[Supplied data — start]

PR #3511, opened 2025-01-27
feat: add app params for image builders

leafty:
Configure the UI for session image builds based on the helm chart values.

* If `IMAGE_BUILDERS_ENABLED==true`, then the "Create from code" option for session launchers is available.
* If `IMAGE_BUILDERS_ENABLED==false`, then the "Create from code" option for session launchers is not shown to users.

Deployments:
* Feature enabled -> https://renku-ci-ui-3511.dev.renku.ch/
* Feature disabled -> https://renku-ci-ui-3538.dev.renku.ch/

/deploy #notest renku=build/session-env-builders renku-data-services=kpack-resources renku-notebooks=leafty/shipwright-buildrun-cache extra-values=dataService.imageBuilders.enabled=true,dataService.imageBuilders.pushSecretName=flora-docker-secret,dataService.imageBuilders.buildRunRetentionAfterFailedSeconds=86400,dataService.imageBuilders.outputImagePrefix=harbor.dev.renku.ch/flora-dev/

PR #3529, opened 2025-02-13
feat: get build status and trigger builds

leafty:
PR stack:
* (this) #3529
  * #3534
    * #3536
      * #3511

Update the UI for session environments created from code repositories.

* Get the build status and show it in the session offcanvas
* Allow users with edit permissions on the project to trigger builds and to cancel in-progress builds.

image

/deploy #notest renku=build/session-env-builders renku-data-services=kpack-resources renku-notebooks=leafty/shipwright-buildrun-cache extra-values=dataService.imageBuilders.enabled=true,dataService.imageBuilders.pushSecretName=flora-docker-secret,dataService.imageBuilders.buildRunRetentionAfterFailedSeconds=86400,dataService.imageBuilders.outputImagePrefix=harbor.dev.renku.ch/flora-dev/

### DIFF
--- a/client/src/features/sessionsV2/SessionView/EnvironmentCard.tsx
+++ b/client/src/features/sessionsV2/SessionView/EnvironmentCard.tsx
@@ -16,20 +16,24 @@
  * limitations under the License.
  */
 
+import { skipToken } from "@reduxjs/toolkit/query";
 import cx from "classnames";
 import { ReactNode } from "react";
 import {
+  Bricks,
   CircleFill,
   Clock,
   Globe2,
   Link45deg,
-  Tools,
 } from "react-bootstrap-icons";
 import { Badge, Card, CardBody, Col, Row } from "reactstrap";
 
+import { Loader } from "../../../components/Loader";
+import { RtkOrNotebooksError } from "../../../components/errors/RtkErrorAlert";
 import { ErrorLabel } from "../../../components/formlabels/FormLabels";
 import { toHumanDateTime } from "../../../utils/helpers/DateTimeUtils";
 import type { SessionLauncher } from "../api/sessionLaunchersV2.api";
+import { useGetEnvironmentsByEnvironmentIdBuildsQuery as useGetBuildsQuery } from "../api/sessionLaunchersV2.api";
 import { BUILDER_IMAGE_NOT_READY_VALUE } from "../session.constants";
 import { safeStringify } from "../session.utils";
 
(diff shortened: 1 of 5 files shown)


client/src/features/sessionsV2/SessionView/EnvironmentCard.tsx
```diff
@@ -179,6 +220,32 @@ function CustomBuildEnvironmentValues({
...
+        ) : (
+          <div className="d-block">
+            <label className={cx("text-nowrap", "mb-0", "me-2")}>
+              Last build status:
+            </label>
+            <span>
+              <BuildStatusBadge status={lastBuild.status} />
+            </span>
+          </div>
+        )}
```
lorenzo-cavazzi, line 247: Question: would it make sense to keep the "label + span" pattern to have more consistency? E.G. always `<label>Last build</label>` and then "loading" | "no builds yet" | badge.
Of course, it doesn't apply in the case of an error.

lorenzo-cavazzi (commented):
Nice addition!
And the code is already great! I dropped a couple of suggestions/questions inline, only minor details.

client/src/features/sessionsV2/SessionView/EnvironmentCard.tsx
```diff
@@ -163,6 +171,39 @@ function CustomBuildEnvironmentValues({
...
+  );
+
+  const lastBuild = builds?.at(0);
+
+  sessionLaunchersV2Api.endpoints.getEnvironmentsByEnvironmentIdBuilds.useQuerySubscription(
+    lastBuild?.status === "in_progress"
+      ? { environmentId: environment.id }
+      : skipToken,
+    {
+      pollingInterval: 1_000,
```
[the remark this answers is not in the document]
leafty: Why? The backend uses the kubernetes cache so it cannot overload the kubernetes API/etcd.

client/src/features/sessionsV2/SessionView/EnvironmentCard.tsx
leafty: I am not sure I feel a need for consistency here. For example, we can have this:
image

This does not look out-of-place to me.

Also, on another note, `<label>` outside of a `<form>` should be forbidden. `<label>` is an HTML element made to label form inputs and not other things. In this case the `<dl>` element would be the most fitting (https://developer.mozilla.org/en-US/docs/Web/HTML/Element/dl).

lorenzo-cavazzi (approved):

PR #3549, opened 2025-03-03
refine: indicate the resource pool name in the session offcanvas

### LINKED ISSUE #3539: Indicate the resource pool in the session offcanvas
> On [renkulab.io](http://renkulab.io/), the fact that the resource pool is not noted here makes it annoying to understand which class exactly is being used. The fact we give similar names to classes in different pools does not help. Maybe we can also list the pool here?

Image

See: https://swiss-data-science.slack.com/archives/C03E66DHUG3/p1740130937234799

leafty:
Closes #3539.

/deploy #notest

### DIFF
--- a/client/src/features/session/components/SessionsList.tsx
+++ b/client/src/features/session/components/SessionsList.tsx
@@ -314,6 +314,7 @@ function SessionRowProject({ annotations }: SessionRowProjectProps) {
 }
 
 export interface SessionLauncherResources {
+  poolName?: string;
   name?: string;
   cpu: number;
   memory: number;
@@ -343,7 +344,7 @@ export function SessionRowResourceRequests({
             <span className="fw-bold">
               {value} {(key === "memory" || key === "storage") && "GB "}
             </span>
-            {key !== "name" && key}
+            {key !== "name" && key !== "poolName" && key}
           </span>
           {entries.length - 1 === index ? " " : " | "}
         </span>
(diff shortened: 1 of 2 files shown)


lorenzo-cavazzi (approved):
The change itself looks good :+1: 

I wonder if we should style the content better, or add a label to indicate what is what. It's hard to understand what's `default | default` here -- ofc it can be other names, but it's still not intuitive.
Screenshot_20250304_134004

We can either create a follow-up issue (and involve the designer), or change it here if you have an idea.

lorenzo-cavazzi:
This would already be better 
Screenshot_20250304_134551

Or perhaps this
Screenshot_20250304_134608

leafty:
I see. I will have to change the logic of the component to do this, but that should be nicer anyway.

client/src/features/session/components/SessionsList.tsx
```diff
@@ -330,22 +331,44 @@ export function SessionRowResourceRequests({
   if (!resourceRequests) {
     return null;
   }
-  const entries = Object.entries(resourceRequests);
-  if (entries.length == 0) {
+  // const entries = Object.entries(resourceRequests);
```
lorenzo-cavazzi, line 334:
```suggestion
```

lorenzo-cavazzi (changes requested):
I like the solution you picked! :rocket: 
Tiny little change before merging

client/src/features/session/components/SessionsList.tsx
leafty: Oh thanks 🤦‍♀️

lorenzo-cavazzi (approved):

PR #3553, opened 2025-03-05
minor: show descriptive text in the appropriate style

ciyer:
Descriptive text like, "Define interactive environments...," "Connect code repositories...," etc.  should be displayed in a specific style.

image

image

image

/deploy

### DIFF
--- a/client/src/styles/bootstrap/_custom_bootstrap_variables2.0.scss
+++ b/client/src/styles/bootstrap/_custom_bootstrap_variables2.0.scss
@@ -53,6 +53,7 @@ $rk-success: #4d7c0f;
 $rk-danger: #991b1b;
 $rk-warning: #854d0e;
 
+$rk-text-describe: mix(#16192c, $rk-white, 75%);
 $rk-info-text: #1e40af; // contrast ratio 7:1 for blue bg (#cfe3ea)
 $rk-success-text: #1a2e05;
 $rk-danger-text: #450a0a;
--- a/client/src/styles/bootstrap/_custom_bootstrap_variables2.0.scss
+++ b/client/src/styles/bootstrap/_custom_bootstrap_variables2.0.scss
@@ -53,7 +53,6 @@ $rk-success: #4d7c0f;
 $rk-danger: #991b1b;
 $rk-warning: #854d0e;
 
-$rk-text-describe: mix(#16192c, $rk-white, 75%);
 $rk-info-text: #1e40af; // contrast ratio 7:1 for blue bg (#cfe3ea)
 $rk-success-text: #1a2e05;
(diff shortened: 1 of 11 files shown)


client/src/styles/bootstrap/_custom_bootstrap_variables2.0.scss
leafty, line 1: This file should not be edited, it is not part of the Renku 2.0 style stack. It is only imported into `client/src/components/buttons/Buttons.module.scss` and should most likely be removed in the future.

I understand this can be confusing, but I think the refactoring of the Renku 2.0 styles forgot to remove this file. The file which should be changed is `client/src/styles/renku_bootstrap_customization.scss`.

leafty (changes requested):
The new color needs to be added in `client/src/styles/renku_bootstrap_customization.scss`: https://github.com/SwissDataScienceCenter/renku-ui/blob/07c67f9ece10e3847665474e298ae9b2be5aaf7b/client/src/styles/renku_bootstrap_customization.scss#L23-L25

With this change in the style colors, you can then have the color added to any DOM node with `className="text-description"` (if `description` is the name of the color).

This will also simplify the changes, as no new `.scss` file needs to be added and imported.

client/src/styles/bootstrap/_custom_bootstrap_variables2.0.scss
```diff
@@ -53,6 +53,7 @@ $rk-success: #4d7c0f;
 $rk-danger: #991b1b;
 $rk-warning: #854d0e;
 
+$rk-text-describe: mix(#16192c, $rk-white, 75%);
```
lorenzo-cavazzi, line 56: Should we use a simpler color definition? My browser shows it as `#505361`.

Question: I'm wondering if we should consider picking an existing gray shade instead of introducing a new color. That would better match the existing color scheme. It seems hard to derive a generic rule here: why use a unique color only for some description? When should devs use it? We would need to add it to the storybook colors page too

lorenzo-cavazzi: No worries. And thanks for the reference!
In this case, the relevant part is the Bootstrap classes; it says `text-muted`, which should map to `text-body-secondary`.
@ciyer We can avoid introducing new colors or CSS files and apply the `text-body-secondary` to those descriptions

client/src/styles/bootstrap/_custom_bootstrap_variables2.0.scss
ciyer: After discussion, we have decided to use a style that already exists.

leafty (approved):
LGTM, great! 👏 🎉

PR #3557, opened 2025-03-06
refactor: cleanup unused searchV2 slice

lorenzo-cavazzi:
These should be just leftovers.

/deploy


leafty:
??? This code is in active use by the search page.

lorenzo-cavazzi:
Ehm... Yes, it is. My bad :facepalm: 
I was doing some (unrelated) cleanup for projects and groups and accidentally removed the searchV2 slice, then thought `buildSearchQuery` wasn't used anywhere.

PR #3563, opened 2025-03-07
chore: update issues template

lorenzo-cavazzi:
This matches better what we suggest in the ["Contribute" wiki page](https://github.com/SwissDataScienceCenter/renku-ui/wiki/Contribute).


leafty (approved):
Looks good.

Issue #320, opened 2018-02-20
Masked state is using value and not defaultValue


landitus:
- [ ] Masked state is using value and not defaultValue
- [ ] Also, the default value when empty should be just empty :)

nkohari:
Closed by #328.

PR #328, opened 2018-02-27
Fixes for inputs

### LINKED ISSUE #308: Review: Fixed height for inputs
Review of changes in https://github.com/auth0/cosmos/pull/273, as some of them are not in master anymore

nkohari:
Closes #308 and #320.

Looks like the fixed height style got lost when the masked input mode was merged. This patch also makes the masked input mode use `defaultValue` for consistency's sake, but as discussed in Slack we may want to consider using `value` across the board if our goal is to work with controlled components.


landitus:
FYI: When reviewing this one I've noticed a few issues, but I maybe we could take care of them separately:

- https://github.com/auth0/cosmos/issues/330
- https://github.com/auth0/cosmos/issues/331

PR #355, opened 2018-03-05
Replace relative token imports with auth0-cosmos-tokens

siddharthkp:


siddharthkp:
Booting a container is timing out on now 😢, I don't think it's because of the changes in this file.

PR #383, opened 2018-03-08
Allow form field description (helper text) to accept React components

### LINKED ISSUE #365: Form Field description prop should accept a React component
On Form Fields, the `description` prop (which shows the "helper text" beneath the field) must be a string. For example:

```jsx
const MyComponent = props => (
  <Form>
    <Form.TextInput label="Form label" description="test" />
  </Form>
);
```

Instead, we should expand this to also allow a React component to be passed. For example:

```jsx
const MyComponent = props => {
  const description = <Paragraph>Here is some <strong>rich-formatted</strong> helper text.</Paragraph>;
  return (
    <Form>
      <Form.TextInput label="Form label" description={description} />
    </Form>
  );
};
```

If the `description` value is a string, it should just be rendered as plain text.

nkohari:
Closes #365.

This was already unofficially supported, so this patch just removes the warning and updates the docs. There's still an unanswered question on the issue regarding whether we want to continue supporting backticks in strings, but this can be merged either way.

### DIFF
--- a/src/components/_helpers/reset.js
+++ b/src/components/_helpers/reset.js
@@ -1,4 +1,5 @@
 import { injectGlobal } from 'styled-components'
+import { fonts } from '../../tokens'
 
 const reset = () => injectGlobal`
   html, body, div, span, applet, object, iframe,
@@ -49,6 +50,10 @@ table {
 /* Our resets */
 * {
   box-sizing: border-box;
+}
+
+strong, em {
+	font-weight: ${fonts.weight.bold};
 }
 `
 
--- a/src/components/molecules/form/description.js
+++ b/src/components/molecules/form/description.js
@@ -2,7 +2,6 @@ import React from 'react'
 import styled from 'styled-components'
 
 import { spacing, colors } from 'auth0-cosmos-tokens'
-import Code from '../../atoms/code'
 
 const StyledDescription = styled.div`
   font-size: 13px;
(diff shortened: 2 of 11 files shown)


siddharthkp:
We should also delete the extra formatting inside https://github.com/auth0/cosmos/blob/master/src/components/molecules/form/description.js

landitus:
I think we could rename the prop to `helperText` as it describes the intent of this text better than description.

siddharthkp:
Bike-shedding now, but how about `instructions`?

landitus:
I think helpText is more standard, again, thanks to bootstrap: https://getbootstrap.com/docs/4.0/components/forms/#help-text <https://getbootstrap.com/docs/4.0/components/forms/#help-text>

siddharthkp:
> I think helpText is more standard, again, thanks to bootstrap: getbootstrap.com/docs/4.0/components/forms/#help-text <getbootstrap.com/docs/4.0/components/forms/#help-text>

They don't call the class/API help-text though:

```html
<label for="inputPassword5">Password</label>
<input type="password" id="inputPassword5" class="form-control" aria-describedby="passwordHelpBlock">
<small id="passwordHelpBlock" class="form-text text-muted">
  Your password must be 8-20 characters long, contain letters and numbers, and must not contain spaces, special characters, or emoji.
</small>
```

landitus:
I agree! It's just that we always refer to it as the "helper text", which is a common UI term that most designers will use for that text. I think bootstrap might be responsible for this, as many components got standardized by their wide adoption. In this specific case, I would call the prop `helpText` (or `instructions`) as they both convey the right usage.

nkohari:
Added a commit that removes the backtick replacement. (I wasn't sure if we still wanted that shortcut or not. I prefer it being removed, though!)

Did we want to rename the property, or can we merge this as-is?

landitus:
Looks better without the backticks for sure! Yeah, I’m pushing for renaming to helpText. I think it’s the best term for now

[Supplied data — finish]

Each line above with the string "memory" in it should be located and copied.

*Finished task*.
   memory: number;
               {value} {(key === "memory" || key === "storage") && "GB "}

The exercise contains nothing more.